Since there are equally mathematically true systems where $e^{i \pi}$ gives you inelegant results, I'm asking whether the fact that $e^{i \pi} = -1$ really demonstrates some hidden connection between $e$ and $\pi$ and the reals and imaginaries, as it rests largely on what seem to me to be arbitrary definitions of convenience rather than fundamental mathematical truths.

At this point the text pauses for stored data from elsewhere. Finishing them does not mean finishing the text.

PR #4297, opened 2026-05-16
fix(dashboard): enable hover tooltip for storage data cells

### LINKED ISSUE #3677: fix: Datacell tooltip
https://github.com/nhost/nhost/blob/main/dashboard/src/features/orgs/projects/storage/dataGrid/components/DataGridCell/DataGridCell.tsx#L355-L370

Fix the tooltip for data cell. It does not seem to work.

singhvishalkr:
The tooltip for storage data cells wasn't showing on hover. Looking at the code, the Radix tooltip was in controlled mode (`open={tooltipOpen}`) but `tooltipOpen` only became true when opening an error message like "X is non-nullable".

Changed the `open` prop to `open={tooltipOpen || undefined}`. When `tooltipOpen` is false, passing `undefined` switches the tooltip to uncontrolled mode, enabling normal hover behavior. When `tooltipOpen` is true (error message showing), it stays in controlled mode.

Also updated the tooltip content to show the cell value preview on hover, falling back to 'Empty' for null values. Error messages still take priority when shown.

Closes #3677


dashboard/src/features/orgs/projects/storage/dataGrid/components/DataGridCell/DataGridCell.tsx
```diff
@@ -365,20 +365,28 @@ function DataGridCellContent<
         )}
     </div>
   );
-  // TODO: https://github.com/nhost/nhost/issues/3677
   if (isEditable) {
+    const cellValuePreview =
```
robertkasza: This PR will fundamentally change how the tooltip works, which we discussed with the team and we like how the tooltip would show the content of the cell on hover.

So, this tooltip was used to display a warning message if you were about to delete a value in a non-nullable column. Since we do not need that anymore we should clean that up too.

dashboard/src/features/orgs/projects/storage/dataGrid/components/DataGridCell/DataGridCell.tsx
```diff
@@ -365,20 +365,28 @@ function DataGridCellContent<
...
+        ? typeof optimisticValue === 'object'
+          ? JSON.stringify(optimisticValue)
+          : String(optimisticValue)
+        : null;
+
     return (
       <Tooltip
         delayDuration={100}
-        open={tooltipOpen}
+        open={tooltipOpen || undefined}
```
robertkasza: The v3 tooltip component will show the tooltip on hover if you do not pass the open prop

dashboard/src/features/orgs/projects/storage/dataGrid/components/DataGridCell/DataGridCell.tsx
```diff
@@ -365,20 +365,28 @@ function DataGridCellContent<
...
         onOpenChange={(newState) => {
```
robertkasza: we do not need this prop anymore.

dashboard/src/features/orgs/projects/storage/dataGrid/components/DataGridCell/DataGridCell.tsx
```diff
@@ -365,20 +365,28 @@ function DataGridCellContent<
...
           if (!newState) {
             resetTooltipTitle();
           }
         }}
       >
         <TooltipTrigger asChild>{content}</TooltipTrigger>
-        <TooltipContent>{tooltipTitle}</TooltipContent>
+        <TooltipContent>
```
robertkasza: could you position the tooltip to bottom center?
Something like this:

```
      <Tooltip delayDuration={100}>
        <TooltipTrigger asChild>{content}</TooltipTrigger>
        <TooltipContent side="bottom" align="center">
          Hello There
        </TooltipContent>
      </Tooltip>
```

dashboard/src/features/orgs/projects/storage/dataGrid/components/DataGridCell/DataGridCell.tsx
```diff
@@ -365,20 +365,28 @@ function DataGridCellContent<
         )}
     </div>
   );
-  // TODO: https://github.com/nhost/nhost/issues/3677
   if (isEditable) {
```
robertkasza: Since we are showing the content of the cell, we do not care about if the cell is editable or not.

robertkasza (commented):
Hi @singhvishalkr !
Thanks for the contribution! I had a few comments. Please take a look.

robertkasza (approved):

• You need to be a little careful here. It is not that $e$ and $\pi$ exist in some arbitrary fashion and a magical connection is found. Given a definition of $e$, one defines $\pi$ to be the smallest non zero number such that $e^{i 2 \pi} =1$. – copper.hat Dec 18 '15 at 3:26
• If you can get your hands on a copy of Tristin Needham's Visual Complex Analysis, he makes a pretty strong case using the geometry of complex numbers that it's anything but arbitrary, in the first chapter. – pjs36 Dec 18 '15 at 4:11
• @Why-Seven-Six this is an interesting topic! I did some weeks ago a question about the visualization of a more generic pattern of Euler's identity. It might give you another perspective, so just in case for your reference: math.stackexchange.com/questions/1436167/… – iadvd Dec 18 '15 at 12:34
• By the way, $\pi$ is also defined independently and consistently as the ratio of the circumference and the diameter of a circle. This definition is independent of any possible hidden length scale. – lcv Dec 18 '15 at 13:34

The real function $\exp: \mathbb R \to \mathbb R$ is the unique solution to the initial value problem $f'(x)=f(x)$ and $f(0)=1$. The complex function $\exp: \mathbb C \to \mathbb C$ is defined exactly the same way - as the unique complex-differentiable function satisfying the same initial value problem. The fact that such a solution exists over $\mathbb C$ is not obvious at all; it has to be proven. The easiest way to prove it is using the Taylor Series expansion of $\exp(z)$. In fact this is the unique way of extending $\exp$ from $\mathbb R$ to $\mathbb C$ while keeping the condition that it be differentiable.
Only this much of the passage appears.